Es geht jedoch um weit mehr als logistische Fragen oder die reine Versorgung mit Nahrungsmitteln: „Essenspakete sind nicht alles. Grenzüberschreitend können auch Bildung und andere sensible Bereiche unterstützt werden, konfliktlinienüberschreitend nicht – Krankenversorgung, alles, was zu Schutz im weitesten Sinne gehört. Hier braucht es Vertrauen, und gerade das besteht zum Regime und zum Syrischen Roten Halbmond nicht. Deswegen waren auch jetzt die Hilfstransporte aus Damaskus umstritten, denn sie haben dem Regime Einblicke und Zugang zu sensiblen Informationen gewährt.“ Sexualisierte und geschlechterbezogene Gewalt oder Kinderehen sind ebenfalls wachsende Probleme, bei denen nicht vorstellbar ist, dass hierzu existierende Programme mittels konfliktlinienüberschreitender Hilfe aufgefangen werden können.

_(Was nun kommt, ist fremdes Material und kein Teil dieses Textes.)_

PR #1225, opened 2021-02-03
Add kill command

ndeloof:
**What I did**
Added `compose kill` command for parity with docker-compose

image

### DIFF
--- a/local/compose/containers.go
+++ b/local/compose/containers.go
@@ -70,3 +70,9 @@ func (containers Containers) names() []string {
 	}
 	return names
 }
+
+func (containers Containers) forEach(fn func(moby.Container)) {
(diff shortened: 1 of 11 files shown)


local/compose/containers.go
```diff
@@ -70,3 +70,9 @@ func (containers Containers) names() []string {
 	}
 	return names
 }
+
+func (containers Containers) forEach(fn func(moby.Container)) {
```
gtardif, line 74: forEach in go... don't push things too far :)

gtardif (approved):

local/compose/containers.go
ndeloof: (｡◕‿◕｡)

Issue #1166, opened 2021-01-20
add --remove-orphans on docker compose down


gtardif:
We added `--remove-orphans` to the `up` command, we need to also add it to `down`

PR #1231, opened 2021-02-03
Expose `—remove-orphans` in compose down command

gtardif:

**What I did**
* just expose the flag, everything was already wired to the backend

**Related issue**
Fixes https://github.com/docker/compose-cli/issues/1166

### DIFF
--- a/cli/cmd/compose/down.go
+++ b/cli/cmd/compose/down.go
@@ -31,6 +31,7 @@ import (
 
 type downOptions struct {
 	*projectOptions
+	removeOrphans bool
 }
 
 func downCommand(p *projectOptions) *cobra.Command {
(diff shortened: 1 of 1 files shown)


gtardif:
@ndeloof not sure what is the best thing to do with https://github.com/docker/compose-cli/blob/main/ecs/local/compose.go#L161 : 
* expose the option in ecs local and ignore it, force it to true (current code)
* respect the option (I guess we don't want to do this as we want to delete side-car container)
* not expose the flag for ecs. (only expose it for local compose). Maybe the best option ?
Not sure why we expose this for `compose up`, where we already have some flags sections specific to context types

ndeloof (approved):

Das Regime ist außerordentlich interessiert daran, dass alle UN-Hilfe über Damaskus fließt – nicht aber, diese auch weiterzuleiten. Syrien-Expertin Natasha Hall attestiert dem Regime „eine unglaublich systematische Art, Gelder abzuzweigen, bevor sie überhaupt zum Einsatz gekommen sind.“ In einer umfassenden Studie für das amerikanische Center for Strategic and International Studies hat sie letztes Jahr dargelegt, dass über 50 Prozent der Mittel, die so nach Syrien hineinkommen, durch dubiose Wechselkurspolitik direkt in den Taschen des Regimes verschwinden und Hilfsbedürftigen gar nicht erst zugute kommen. 60 - 80 Prozent dessen, was indes übrigbleibt, fließen an den regimenahen Syrischen Roten Halbmond und die Hilfsorganisationen der Frau des Präsidenten, Asma al-Assad. Klar ist auch schon in der jetzigen Konstellation: Als loyal verstandene Gebiete werden versorgt, andere bewusst vernachlässigt.

Wenn der Sicherheitsrat erneut in dieser Angelegenheit zusammentritt, könnte das Mandat durchaus noch verlängert werden - wenn es nach Russland geht jedoch um maximal sechs Monate. Statt zu warten, bis im Winter ein erneutes Ringen um jedes Komma mit Russland ausbricht, ist es an der Zeit, der toxischen Abhängigkeit von Russlands Zustimmung endlich ein Ende zu bereiten. Es ist absurd, den militärisch maßgeblich Verantwortlichen für das Leid regelmäßig die Erlaubnis abtrotzen zu müssen, humanitäre Hilfe zu leisten.